The weather was unbelievable and Ben and I made sure to make the most of it. We snorkeled almost every day (one day we even took a snorkeling tour and saw dolphins, whales, AND snorkeled with turtles!!), went hiking, ate the best seafood, played Cribbage, watched movies, talked, laughed, drove around, and just had a fabulous time. Yes we called (a lot), and we Skyped, but I think we did pretty good for our first real time away. Gma was amazing. She held the fort down with two babies, a dog, 3 chickens, and a whole lot of rain. Granted the car was packed by the time we got home, but she had a great time, as did two little dudes.
I’m so thankful we were able to get away and can see now how different life really is.

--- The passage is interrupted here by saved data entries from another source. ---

PR #1150, opened 2023-08-10
More useful block-state information in embeds

pfrazee:
This PR updates how blocks are handled with embeds to give more information about what's going on. It also pulls in an updated SDK which causes QPs with block-states to be filtered from feeds.

There are some active discussions about how aggressive blocking should be -- it is now _extremely_ aggressive, applying to everyone (the third state below) and essentially prunes replies by blocked users from the world. These behaviors are not resolved and will get another design pass in the near future. 

# Blocked by author of quoted post

CleanShot 2023-08-10 at 13 43 16@2x
CleanShot 2023-08-10 at 13 43 23@2x

# Blocking author of quoted post

CleanShot 2023-08-10 at 13 43 38@2x
CleanShot 2023-08-10 at 13 43 45@2x

# Author of quoted post or of quote post block each other

CleanShot 2023-08-10 at 13 44 04@2x
CleanShot 2023-08-10 at 13 44 33@2x

### DIFF
--- a/src/lib/moderation.ts
+++ b/src/lib/moderation.ts
@@ -18,13 +18,13 @@ export function describeModerationCause(
   }
   if (cause.type === 'blocking') {
     return {
-      name: 'Blocked Author',
+      name: 'User Blocked',
       description: 'You have blocked this user. You cannot view their content.',
     }
   }
   if (cause.type === 'blocked-by') {
     return {
-      name: 'Blocked',
+      name: 'User Blocking You',
       description: 'This user has blocked you. You cannot view their content.',
     }
   }
--- a/src/lib/moderation.ts
+++ b/src/lib/moderation.ts
@@ -18,14 +18,21 @@ export function describeModerationCause(
   }
   if (cause.type === 'blocking') {
     return {
-      name: 'Blocked User',
+      name: 'Blocked Author',
       description: 'You have blocked this user. You cannot view their content.',
     }
   }
   if (cause.type === 'blocked-by') {
     return {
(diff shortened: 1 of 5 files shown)


src/lib/moderation.ts
```diff
@@ -18,16 +18,23 @@ export function describeModerationCause(
...
     return {
-      name: 'Blocked User',
+      name: 'Blocked Author',
       description: 'You have blocked this user. You cannot view their content.',
     }
   }
   if (cause.type === 'blocked-by') {
     return {
-      name: 'Blocking You',
+      name: 'Blocked',
```
ansh, line 27: This might be confusing. Since 'User Blocks You' is used in `ModerationDetails.tsx` I suggest we keep this as 'Blocked you'

src/view/com/modals/ModerationDetails.tsx
```diff
@@ -29,11 +29,15 @@ export function Component({
     description =
       'Moderator has chosen to set a general warning on the content.'
   } else if (moderation.cause.type === 'blocking') {
-    name = 'Account Blocked'
+    name = 'User Blocked'
     description = 'You have blocked this user. You cannot view their content.'
   } else if (moderation.cause.type === 'blocked-by') {
-    name = 'Account Blocks You'
+    name = 'User Blocks You'
     description = 'This user has blocked you. You cannot view their content.'
```
ansh, line 36: Might be useful to link to the moderation screen here

ansh (approved):
Works as expected on all platforms 👍🏽

PR #1157, opened 2023-08-14
🗺️ fix an issue where web devices that see the Drawer couldn't access Profile from said Drawer

Kingles:
Previously, when using the web and the viewport was smaller than 1230px, nothing would happen when the user clicked on the "Profile" option in the Drawer component. This fixes that!

* Pulled over the screen props into `FlatNavigator` from the `MyProfileTabNavigator` directly above.
* Added the appropriate type to FlatNavigatorParams
* Kept the `ts-ignore` from before, as there still seems to be a type issue there.


ansh:
Thank you for creating this @Kingles !

There were a few changes that I needed to make to make everything work well. So, I had to create a new PR to wrap it up. Closing this in favor of that #1437

PR #1158, opened 2023-08-14
[APP-798] add key to `ProfileCardPills` render method

ansh:
Was getting this error when `ProfileCardPills` was used

```
Warning: Each child in a list should have a unique "key" prop.

Check the render method of `ProfileCardPills`. 
```

This just fixes that.

### DIFF
--- a/src/lib/moderation.ts
+++ b/src/lib/moderation.ts
@@ -92,3 +92,16 @@ export function isCauseALabelOnUri(
   }
   return cause.label.uri === uri
 }
+
+export function getModerationCauseKey(cause: ModerationCause): string {
+  const source =
+    cause.source.type === 'labeler'
+      ? cause.source.labeler.did
+      : cause.source.type === 'list'
+      ? cause.source.list.uri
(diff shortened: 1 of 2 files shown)


estrattonbailey (approved):

pfrazee:
I'm not 100% sure that will product a unique key, actually. A labeler could assign multiple labels to something. The question is just whether all of them would show.

The safer move would be to distill down the key with a utility function in `lib/moderation.ts`. This is off the top of my head, you'll need to tune it up (types will guide ya)

```typescript
export function getModerationCauseKey(cause: ModerationCause): string {
  const source = cause.source.type === 'labeler' ? cause.source.labeler.did : cause.source.type === 'list' ? cause.source.list.uri : 'user'
  if (cause.type === 'label') {
    return `${source}:label:${cause.label.val}`
  }
  return `${source}:${cause.type}
}
```

ansh:
Yes, let me create a function to do that

pfrazee:
Went ahead and added it

PR #1159, opened 2023-08-14
Fixes #1124: Trim alt text before saving

### LINKED ISSUE #1124: Seemingly empty alt text due to special whitespace chars
**Describe the bug**
I recently saw a post where the author had added the blank space character (char code: 32) as the only alt text, resulting in the alt banner appearing over the image, but then there's no actual alt text.

so it's currently possible to include only whitespace as the alt text, with no other characters present.

**To Reproduce**

1. make a new post containing an image
2. add the alt text " " <- copy paste this or use String.fromCharCode(32), or any other special whitespace char you wanna test.

**Expected behavior**

if the alt text contains ONLY special whitespace characters, strip them out.

**Screenshots**

image

image

**Details**

 - Platforms: all
 - Platform version: n/a; latest
 - App version: latest

**Additional context**

seems like there's a few ways this could be solved
but the right way is probably just adding a guard to the model or sanitizing for special whitespace chars when the alt text is set: [setAltText in the image model](https://github.com/bluesky-social/social-app/blob/89fc975a150d8c1f79d2a728f9f252fc3438a613/src/state/models/media/image.ts#L123-L125)

ansh:
Trim alt text before saving

### DIFF
--- a/src/lib/strings/helpers.ts
+++ b/src/lib/strings/helpers.ts
@@ -15,3 +15,7 @@ export function enforceLen(str: string, len: number, ellipsis = false): string {
   }
   return str
 }
+
+export function trim(str: string): string {
+  return str.trim()
+}
--- a/src/lib/strings/helpers.ts
+++ b/src/lib/strings/helpers.ts
@@ -15,7 +15,3 @@ export function enforceLen(str: string, len: number, ellipsis = false): string {
   }
   return str
 }
-
-export function trim(str: string): string {
-  return str.trim()
-}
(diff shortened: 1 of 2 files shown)


src/lib/strings/helpers.ts
```diff
@@ -15,3 +15,7 @@ export function enforceLen(str: string, len: number, ellipsis = false): string {
   }
   return str
 }
+
+export function trim(str: string): string {
```
pfrazee, line 19: can we drop this?

pfrazee (approved):
Just need to drop the `trim()` utility function and we're good

src/lib/strings/helpers.ts
ansh: Yes

PR #1163, opened 2023-08-14
fix prefetching lightbox images

estrattonbailey:
We switched to `expo-image` a few months ago in #452, and Expo provides its own [prefetch](https://docs.expo.dev/versions/latest/sdk/image/#prefetchurls) handling. Calling `react-native`'s built-in prefetch may be causing unnecessary calls to our CDN.

### DIFF
--- a/src/view/com/util/post-embeds/index.tsx
+++ b/src/view/com/util/post-embeds/index.tsx
@@ -89,15 +89,8 @@ export function PostEmbeds({
       const openLightbox = (index: number) => {
         store.shell.openLightbox(new ImagesLightbox(items, index))
       }
-      const onPressIn = (index: number) => {
-        const firstImageToShow = items[index].uri
-        Image.prefetch(firstImageToShow)
-        items.forEach(item => {
-          if (firstImageToShow !== item.uri) {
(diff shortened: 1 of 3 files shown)


src/view/com/util/post-embeds/index.tsx
```diff
@@ -95,14 +96,9 @@ export function PostEmbeds({
...
-        const firstImageToShow = items[index].uri
-        RNImage.prefetch(firstImageToShow)
-        items.forEach(item => {
-          if (firstImageToShow !== item.uri) {
-            // First image already prefetched above
-            RNImage.prefetch(item.uri)
-          }
+      const onPressIn = (_: number) => {
+        InteractionManager.runAfterInteractions(() => {
+          Image.prefetch(items.map(i => i.uri))
```
estrattonbailey, line 101: Tried a few things with no luck. Only significant change to the post-embed functionality was here.

Evidently `prefetch` was blocking the UI thread, so `TouchableOpacity` was triggered and then never released/blurred. This seems to fix it.

pfrazee:
👍 Confirmed fixed

PR #1165, opened 2023-08-15
use user.handle response from getProfile, not getSession

estrattonbailey:
Fixes APP-802

`getSession` returns un-validated `user.handle`. `getProfile` on the other hand _does_ validate, and will return `handle.invalid` for un-resolveable handles.


pfrazee (approved):
👍 Looks good!

PR #1179, opened 2023-08-15
Clear caches on session change (close #1177)

### LINKED ISSUE #1177: [APP-806] Clear caches on session change
Some information that's specific to the authed user gets cached now. When the session changes, we need to clear the caches.

<sub>[APP-806](https://linear.app/blueskyweb/issue/APP-806/clear-caches-on-session-change)</sub>

pfrazee:
Closes #1177

Ensures profile and post caches clear on session change to avoid carrying over session-specific state


ansh (approved):
Looks good to me!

I’ve never gone on vacation and thought so much about what we left back home, but would I do it again? Crap, if we could be in Hawaii now, I wouldn’t bat an eyelash.
On the 2nd to last day, Ben and I did the epic hike to Hanakapi’ai Falls. Eight miles roundtrip isn’t much, but it is on this trail. Up, down, scaling rocks, splashing through mud, crossing rivers, etc. Worth it even if I pouted in the middle.
The one bonus is that we weren’t sad to leave Hawaii (well maybe a little), because we had something great waiting for us at home. I mean who doesn’t want to come home to these guys?